Adding to the problem is that the people who work with her at the remote location who should be able to help her with the questions she has learned long ago what I'm learning now. So it hasn't been hard to read between the lines and realize that she's receiving zero assistance from them as they are even more fed up with her than I am. Which I totally understand, but it turned me into a babysitter last week and it sucked.

On the bright side, my manager is well aware of how she operates and by extension how that whole team operates (or fails to operate), so there seems to be no blame on me for her lack of progress.

Oh, this isn't the Total Serious Vent Thread, is it.

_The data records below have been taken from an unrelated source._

PR #5157, opened 2022-10-21
Various fixes for package loading

zickgraf:
See commit messages for details.

## Text for release notes

none (as its hard to describe actual situations which get fixed by this)

### DIFF
--- a/lib/package.gi
+++ b/lib/package.gi
@@ -355,7 +355,7 @@ InstallGlobalFunction( InitializePackagesInfoRecords, function( arg )
     # if the two arguments are equal.)
     StableSortParallel( List( GAPInfo.PackagesInfo, r -> r.Version ),
                   GAPInfo.PackagesInfo,
-                  { a, b } -> a <> b and CompareVersionNumbers( a, b ) );
+                  { a, b } -> not CompareVersionNumbers( a, b, "equal" ) and CompareVersionNumbers( a, b ) );
 
     # Turn the lists into records.
     record:= rec();
--- a/lib/package.gi
+++ b/lib/package.gi
@@ -379,7 +379,7 @@ InstallGlobalFunction( InitializePackagesInfoRecords, function( arg )
     GAPInfo.PackagesInfoInitialized:= true;
     LogPackageLoadingMessage( PACKAGE_DEBUG,
         "return from InitializePackagesInfoRecords", "GAP" );
-    end );
+end );
 
 
 #############################################################################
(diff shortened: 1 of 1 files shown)


lib/package.gi
```diff
@@ -355,7 +355,7 @@ InstallGlobalFunction( InitializePackagesInfoRecords, function( arg )
     # if the two arguments are equal.)
     StableSortParallel( List( GAPInfo.PackagesInfo, r -> r.Version ),
                   GAPInfo.PackagesInfo,
-                  { a, b } -> a <> b and CompareVersionNumbers( a, b ) );
+                  { a, b } -> not CompareVersionNumbers( a, b, "equal" ) and CompareVersionNumbers( a, b ) );
```
fingolfin, line 358: Regarding release notes you write
> none (as its hard to describe actual situations which get fixed by this)
which is fine by me, but I still wonder, what *are* the conditions that this meant to fix here? :-)

lib/package.gi
```diff
@@ -1898,9 +1901,6 @@ InstallGlobalFunction( AutoloadPackages, function()
     fi;
     LogPackageLoadingMessage( PACKAGE_DEBUG, msg, "GAP" );
```
fingolfin, line 1902: I assume you move the `SetInfoLevel` so that the above `LogPackageLoadingMessage` is shown? That makes sense to me

zickgraf: Have you looked at the commit message bodies? If yes I'm of course happy to elaborate, but from your questions I have the feeling that they contain the details you are looking for, that's why I'm asking,

fingolfin: Sorry I missed the bit about the commit messages

lib/package.gi
fingolfin: OK, this is explained in the comments.

Anyway, I think a simpler implementation would be this (well... shorter... not sure if it is simpler), by using that `!(b <= a) == (a < b)` for a total ordering
```suggestion
                  { a, b } -> not CompareVersionNumbers( b, a ) );
```

fingolfin: (Perhaps it would be nicer if `CompareVersionNumbers` also supported an argument `"strict"`, or perhaps `"<"` and `"="` (and then also `"<="` for completeness?)

fingolfin (approved):

lib/package.gi
zickgraf: > Perhaps it would be nicer if `CompareVersionNumbers` also supported an argument `"strict"`, or perhaps `"<"` and `"="` (and then also `"<="` for completeness?)

I think something along this line would be the cleanest approach. But also the most time-consuming, that's why I did not want to touch `CompareVersionNumbers`.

Umm, 2010. I'm going to have a baby! Yay!

€uroMeinke
01-04-2010, 09:24 PM
So far in 2010 I've finished a book, and taken the Metro to work - both things I resolved to do more of. Now to just keep this momentum going.

Cadaverous Pallor
01-04-2010, 10:33 PM
So far in 2010 I've finished a book, and taken the Metro to work - both things I resolved to do more of. Now to just keep this momentum going.Nah, your work is done.

Alex
01-04-2010, 10:37 PM
I do have finished a book and taken public transit this year. It's like we're twins.

BarTopDancer
01-04-2010, 10:40 PM
Umm, 2010. I'm going to have a baby! Yay!

You are? Then why in the heck is CP attending all the showers and the one looking pregnant?